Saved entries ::

________________________________________

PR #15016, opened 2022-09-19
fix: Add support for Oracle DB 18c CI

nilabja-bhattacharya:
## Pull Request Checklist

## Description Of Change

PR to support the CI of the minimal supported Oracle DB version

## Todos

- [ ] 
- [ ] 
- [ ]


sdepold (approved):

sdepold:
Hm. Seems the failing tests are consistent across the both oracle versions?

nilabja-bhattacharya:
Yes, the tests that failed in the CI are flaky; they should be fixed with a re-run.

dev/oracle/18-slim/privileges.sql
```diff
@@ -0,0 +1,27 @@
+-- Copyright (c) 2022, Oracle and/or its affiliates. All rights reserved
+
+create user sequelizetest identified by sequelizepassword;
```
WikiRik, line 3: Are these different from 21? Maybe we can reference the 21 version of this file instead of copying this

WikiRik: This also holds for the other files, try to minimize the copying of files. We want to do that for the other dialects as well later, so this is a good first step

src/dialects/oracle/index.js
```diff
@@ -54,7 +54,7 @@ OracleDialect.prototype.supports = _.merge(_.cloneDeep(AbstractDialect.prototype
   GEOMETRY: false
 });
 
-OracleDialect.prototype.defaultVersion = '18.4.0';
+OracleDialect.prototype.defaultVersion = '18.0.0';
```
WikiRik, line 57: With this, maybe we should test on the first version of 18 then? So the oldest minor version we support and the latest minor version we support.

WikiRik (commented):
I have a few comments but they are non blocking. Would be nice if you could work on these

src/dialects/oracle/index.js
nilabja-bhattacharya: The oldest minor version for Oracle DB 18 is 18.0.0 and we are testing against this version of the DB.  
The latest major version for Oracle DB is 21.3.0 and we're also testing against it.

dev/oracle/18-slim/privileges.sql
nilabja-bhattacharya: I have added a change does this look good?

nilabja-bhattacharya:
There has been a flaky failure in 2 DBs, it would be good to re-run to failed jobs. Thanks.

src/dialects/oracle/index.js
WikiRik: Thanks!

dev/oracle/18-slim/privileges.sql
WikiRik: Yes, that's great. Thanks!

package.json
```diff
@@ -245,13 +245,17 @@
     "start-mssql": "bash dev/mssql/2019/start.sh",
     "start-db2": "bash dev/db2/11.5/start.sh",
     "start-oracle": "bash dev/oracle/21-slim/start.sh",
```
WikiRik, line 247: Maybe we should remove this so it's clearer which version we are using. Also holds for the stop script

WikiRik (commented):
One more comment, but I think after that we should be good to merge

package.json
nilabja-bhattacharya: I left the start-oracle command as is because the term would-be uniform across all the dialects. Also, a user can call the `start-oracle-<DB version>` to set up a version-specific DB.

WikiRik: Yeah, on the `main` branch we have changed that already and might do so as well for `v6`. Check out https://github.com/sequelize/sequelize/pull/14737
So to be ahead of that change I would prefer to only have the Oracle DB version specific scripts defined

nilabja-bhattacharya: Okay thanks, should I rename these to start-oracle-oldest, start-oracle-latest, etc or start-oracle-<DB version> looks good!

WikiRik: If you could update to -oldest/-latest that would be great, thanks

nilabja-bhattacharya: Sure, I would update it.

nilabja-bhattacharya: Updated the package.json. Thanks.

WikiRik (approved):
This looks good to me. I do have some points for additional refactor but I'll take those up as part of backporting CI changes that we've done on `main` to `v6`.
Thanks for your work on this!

________________________________________

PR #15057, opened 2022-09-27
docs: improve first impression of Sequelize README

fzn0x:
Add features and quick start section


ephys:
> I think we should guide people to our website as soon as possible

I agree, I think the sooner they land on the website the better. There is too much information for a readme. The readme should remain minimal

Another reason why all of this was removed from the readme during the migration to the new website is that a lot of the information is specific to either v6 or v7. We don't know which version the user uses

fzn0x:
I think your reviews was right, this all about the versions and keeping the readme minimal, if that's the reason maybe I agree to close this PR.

________________________________________

TASK ::
Of all the entries above, repeat only the lines from the line that has "One more comment, but" to the line that has "WikiRik: Yeah, on", both lines included, exactly.

REPLY ::
One more comment, but I think after that we should be good to merge

package.json
nilabja-bhattacharya: I left the start-oracle command as is because the term would-be uniform across all the dialects. Also, a user can call the `start-oracle-<DB version>` to set up a version-specific DB.

WikiRik: Yeah, on the `main` branch we have changed that already and might do so as well for `v6`. Check out https://github.com/sequelize/sequelize/pull/14737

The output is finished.